Weeding wonderland Posted on September 11, 2015

The more I go back to our woods in Wales, the more I regret the need for conifers. Above all for Sitka spruce. Nothing creates useful strong timber so fast: joists, rafters, floor boards… Nothing else will make sour boggy land productive. And yet its black, prickly presence (don’t try to touch a shoot – even a young one) makes our forests grim, forbidding places. Back in the 1960s the Forestry Commission actually tried to kill off our lovely mature oak woodland by underplanting the oak with spruce. As they grew (sometimes as much as five feet a year), they starved the oaks of light. Their lower branches died. Their tops sometimes survived, struggling upwards among the dark spears of the Sitka.

But the native flora below, the oxalis, mosses and ferns, wild raspberry, bilberry, feathery grasses, sometimes bluebells, that signify ancient oak woodland was gradually eliminated, replaced by a brown needle carpet with the occasional fern.

We have been able to salvage several remnants of the old woodland by felling and removing the conifers, but they are a pitiable sight. We plant new broadleaves, oak and beech, among the scrawny old trees, hoping our piety will be rewarded. Conifers are so fertile, though, that their self-sown offspring outgrow our new plantations – and weeding them out is a painful process. Larches I don’t mind (and in fact I love the pale, fragile-looking saplings; being deciduous they are less of a challenge to broadleaves). Sitka, Douglas fir, the useless lodgepole pine, the handsome but economically hopeless western hemlock and the worse-than-useless Lawson cypress are just pests.
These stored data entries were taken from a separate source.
Issue #25, opened 2018-05-11
Add support for x64 program


RadWolfie:
I noticed some warning outputs for x64 build by accident from AppVeyor's build.
```
XbSymbolDatabase.c(284): warning C4312: 'type cast': conversion from 'uint32_t' to 'uint32_t *' of greater size [C:\projects\cxbx-reloaded\import\XbSymbolDatabase\xbSymbolDatabase.vcxproj]
...
XbSymbolDatabase.c(655): warning C4312: 'type cast': conversion from 'unsigned int' to 'unsigned int *' of greater size [C:\projects\cxbx-reloaded\import\XbSymbolDatabase\xbSymbolDatabase.vcxproj]
...
XbSymbolDatabase.c(1104): warning C4267: 'function': conversion from 'size_t' to 'const unsigned int', possible loss of data [C:\projects\cxbx-reloaded\import\XbSymbolDatabase\xbSymbolDatabase.vcxproj]
```

If we need add support for such as IDA Pro's plugin feature. It's something we'll have to do to fix.

PatrickvL:
Xbox code will at most use 32 bit memory address, so any address or offset can be stored with a 32 bit number. But 64 bit plugins must be prepared to access actual buffer addresses above 32 bit. So that should use either void pointer, or uintptr_t

JayFoxRox:
In my opinion, most of the code should still only use 32-bit addresses. The re-mapping from Xbox to host space should occur in separate address translation / virtual memory read functions.

RadWolfie:
Much as I would like to stay specific 32-bit addresses. Except there would not be a good support for 64-bit's 4GB higher range address. The scanning process has to be able support it. What we could do is hard-coded found xbox's 32-bit address to callback's register function.

JayFoxRox:
I merely meant that the address calculation for Xbox addresses should remain 32-bit. I'm fine with translating addresses for buffer lookups to some other type: `void* translate_xbox_address(uint32_t xbox_virtual_address[, size_t byte_count])` (as final step).
There could also be memory accessor functions like `uint32_t read_xbox_u32(uint32_t xbox_virtual_address)`.

This translation function could be supplied as a callback (to make it the users responsibility), or be part of XbSymbolDatabase (assuming that the memory layout is non-paged and XBE virtual memory image is entirely loaded into memory with ImageSize bytes, at whatever base the user wants).
I prefer it be part of XbSymbolDatabase for simplicity.

[...]

PR #46, opened 2018-10-22
Use fixed-size types in Xbe.h

JayFoxRox:
A first step towards #25.

This will require "stdint.h" (C99+).
I did not want to mess with `char` types. We should have a static assert for those.

The code is untested, because there's many other issues in the codebase, and I don't have 32 bit compatibility to test XbSymbolDatabase at all. I did not even confirm correctness of the Xbe.h struct layouts on their own.

### DIFF
--- a/Xbe.h
+++ b/Xbe.h
@@ -25,107 +25,109 @@
 // ******************************************************************
 #pragma once
 
+#include <stdint.h>
+
 #pragma pack(1)
 
 // Xbe section header
 typedef struct _xbe_s_flags {
-    unsigned int bWritable : 1;                 // writable flag
-    unsigned int bPreload : 1;                  // preload flag
-    unsigned int bExecutable : 1;               // executable flag
-    unsigned int bInsertedFile : 1;             // inserted file flag
-    unsigned int bHeadPageRO : 1;               // head page read only flag
-    unsigned int bTailPageRO : 1;               // tail page read only flag
-    unsigned int Unused_a1 : 1;                 // unused (or unknown)
-    unsigned int Unused_a2 : 1;                 // unused (or unknown)
-    unsigned int Unused_b1 : 8;                 // unused (or unknown)
-    unsigned int Unused_b2 : 8;                 // unused (or unknown)
-    unsigned int Unused_b3 : 8;                 // unused (or unknown)
+    uint32_t bWritable : 1;                     // writable flag
+    uint32_t bPreload : 1;                      // preload flag
+    uint32_t bExecutable : 1;                   // executable flag
+    uint32_t bInsertedFile : 1;                 // inserted file flag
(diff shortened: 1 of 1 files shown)


RadWolfie:
Part of the reason I do not use typedef to allow compile with fixed-size native method. As I investigate more, apparently 16-bit's int is 2 byte size for some reason. I'll accept this. However... the comments are not align after the changes you made. Can you fix this or should I do it for you?

JayFoxRox:
> Part of the reason I do not use typedef to allow compile with fixed-size native method.

Sorry, I can't follow. What do you mean?
I don't use any `typedef` here myself, but it wouldn't cause any issues either.

Most compilers and architectures don't care about data type and have instructions or patterns to deal with common sizes (8,16,32 or 64 bit. Often also 24 or 56 bit for float compatibility).

> As I investigate more, apparently 16-bit's int is 2 byte size for some reason. 

Isn't it expected that 16-bit integers are 2 bytes? If you meant "16-bit platform / arch", then this is an unlikely case. The C types usually have a minimum size requirement (which should be 16-bit for `int`).
So it's very possible some platform will eventually have larger integers (typically 32-bit at the moment, but possibly larger).

*I was actually under the assumption that clang was already using 64-bit `int` when writing the code. This did not hold true, but I still think it's a valid change.*

> However... the comments are not align after the changes you made. Can you fix this or should I do it for you?

I'll do it later or sometime in the next days. Good catch. I didn't pay attention to that.

RadWolfie:
> Sorry, I can't follow. What do you mean?
> I don't use any `typedef` here myself, but it wouldn't cause any issues either.

stdint.h are using typedef types by the way. 😛

> Isn't it expected that 16-bit integers are 2 bytes? If you meant "16-bit platform / arch", then this is an unlikely case. The C types usually have a minimum size requirement (which should be 16-bit for `int`).
> So it's very possible some platform will eventually have larger integers (typically 32-bit at the moment, but possibly larger).
> 
> _I was actually under the assumption that clang was already using 64-bit `int` when writing the code. This did not hold true, but I still think it's a valid change._

Both of your statements are correct. Your code changes brought it up when I was not aware of integers are not fixed-size back then. However, 32-bit program using `int` are 4 bytes afaik with Microsoft's Visual Studio. Except 64-bit program are indeed using 8 bytes (64-bit integer of course). My original belief is using `long` is 4 bytes for 32-bit and 8 bytes for 64-bit which had been carry over for years until maybe a year ago. Such a shame compiler can be very picky without stdint.h's typedefs.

The other perennial pest is bracken. It seems much more invasive since foot and mouth disease drastically reduced the number of livestock on the land. It covers stretches of hill that were grass with heather and bilberries with its dull blanket. It has always been a problem here in Snowdonia. Farmers’ letters and diaries of two hundred years ago complain of the August drudgery of cutting and gathering it – at least it made good bedding – under the hot sun. They didn’t know as they breathed its dust and spores that they are carcinogenic. The one herbicide that kills it is difficult to obtain and difficult to apply. And yet the hills are beautiful. I climb them to look out into the wind and the clouds towards Ireland and feel grateful to be alive.